PR #2611, opened 2018-05-27
bzip2: add debuginfo, install {bunzip2,bzcat} using symlinks

fbrosson:
... instead of making copies of bzip2.

Also, install `{bzcmp,bzegrep,bzfgrep,bzless}` using relative symlinks.

### DIFF
--- a/app-arch/bzip2/bzip2-1.0.6.recipe
+++ b/app-arch/bzip2/bzip2-1.0.6.recipe
@@ -8,9 +8,10 @@ similar to those of GNU Gzip."
 HOMEPAGE="http://www.bzip.org/"
 COPYRIGHT="1996-2010 Julian R Seward"
 LICENSE="bzip2"
-REVISION="6"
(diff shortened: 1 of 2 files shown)


fbrosson:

##########

# ABOUT THIS TASK
Please work out how many lines in the listing above contain the string "symlinks", and answer with that number only.

# ANSWER SECTION
2